In the material below, the lines containing the word "from" are required; copy each of them.

= = = = = = =

PR #4211, opened 2022-10-14
Make rustpython-vm compatible with non-js wasm32-unknown & add tests

coolreader18:
Ideally the test crate shouldn't take long to compile, since it's the same target with only a few crates configured differently.

### DIFF
--- a/vm/src/stdlib/time.rs
+++ b/vm/src/stdlib/time.rs
@@ -102,7 +102,7 @@ mod decl {
         Ok(duration_since_system_now(vm)?.as_secs_f64())
     }
 
-    #[cfg(all(target_arch = "wasm32", not(target_os = "wasi")))]
+    #[cfg(all(target_arch = "wasm32", feature = "js", not(target_os = "wasi")))]
     fn _time(_vm: &VirtualMachine) -> PyResult<f64> {
         use wasm_bindgen::prelude::*;
         #[wasm_bindgen]
@@ -113,6 +113,11 @@ mod decl {
         }
         // Date.now returns unix time in milliseconds, we want it in seconds
         Ok(Date::now() / 1000.0)
+    }
+
+    #[cfg(all(target_arch = "wasm32", not(feature = "js"), not(target_os = "wasi")))]
+    fn _time(vm: &VirtualMachine) -> PyResult<f64> {
+        Err(vm.new_not_implemented_error("time.time".to_owned()))
     }
 
     #[pyfunction]
--- a/vm/src/vm/vm_object.rs
+++ b/vm/src/vm/vm_object.rs
@@ -19,7 +19,7 @@ impl VirtualMachine {
             self.flush_std();
             panic!("{msg}")
         }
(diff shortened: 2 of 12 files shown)


coolreader18:
Hmm, is there a reason we need to have wasm32-unknown-unknown checked in exotic_targets when we have the wasm job? Is that a holdover from before we had the wasm job?

youknowone:
I recently added it there without specific reason. Do you think it belongs to wasm job? That makes sense.

wasm/wasm-unknown-test/README.md
```diff
@@ -0,0 +1 @@
+A test crate to ensure that `rustpython-vm` compiles on `wasm32-unknown-unknown` without a JS host.
```
youknowone, line 1: :+1:

youknowone:
I added the build to prevent the target's build error.

wasm build job was not fully covering the top-most crate rustpython build
See #3634

coolreader18:
Oh, I see. But that's not supported anyway, right? You can't compile a cli application to wasm w/ js-interop, there's no syscalls or argv or anything.

youknowone:
there was wasm32-unknown use case without js interop.
the top crate is now more useful than vm because user must manually construct interpreter using vm and stdlib since we seprated stdlib crate. `rustpython` crate suggests a convenient way to construct one without knowing the details.

youknowone:
cc @lastmjs

youknowone (approved):
not sure if skipping `cargo check --target wasm32-unknown-unknown --no-default-features` is safe.
other parts looks great

vm/src/stdlib/time.rs
```diff
@@ -102,6 +102,11 @@ mod time {
         Ok(Date::now() / 1000.0)
     }
 
+    #[cfg(all(target_arch = "wasm32", not(feature = "js"), not(target_os = "wasi")))]
+    fn _time(vm: &VirtualMachine) -> PyResult<f64> {
+        Err(vm.new_not_implemented_error("time.time".to_owned()))
```
lastmjs, line 107: I will need a way to implement time, I have the APIs in my environment, but I will need a way to override this

vm/src/vm/vm_object.rs
```diff
@@ -53,6 +53,11 @@ impl VirtualMachine {
             error(&s);
             panic!("{}; exception backtrace above", msg)
         }
+        #[cfg(all(target_arch = "wasm32", not(feature = "js"), not(target_os = "wasi")))]
```
lastmjs, line 56: Wouldn't it be useful to still see information from the exception? Can't you do something like:

```rust
let err_string: String = exc.to_pyobject(vm).repr(vm).unwrap().to_string();
```

Or does the `msg` have everything we need?

lastmjs (changes requested):

vm/src/vm/vm_object.rs
youknowone: It will be useful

= = = = = = =

-- Solution --
Hmm, is there a reason we need to have wasm32-unknown-unknown checked in exotic_targets when we have the wasm job? Is that a holdover from before we had the wasm job?
lastmjs, line 56: Wouldn't it be useful to still see information from the exception? Can't you do something like:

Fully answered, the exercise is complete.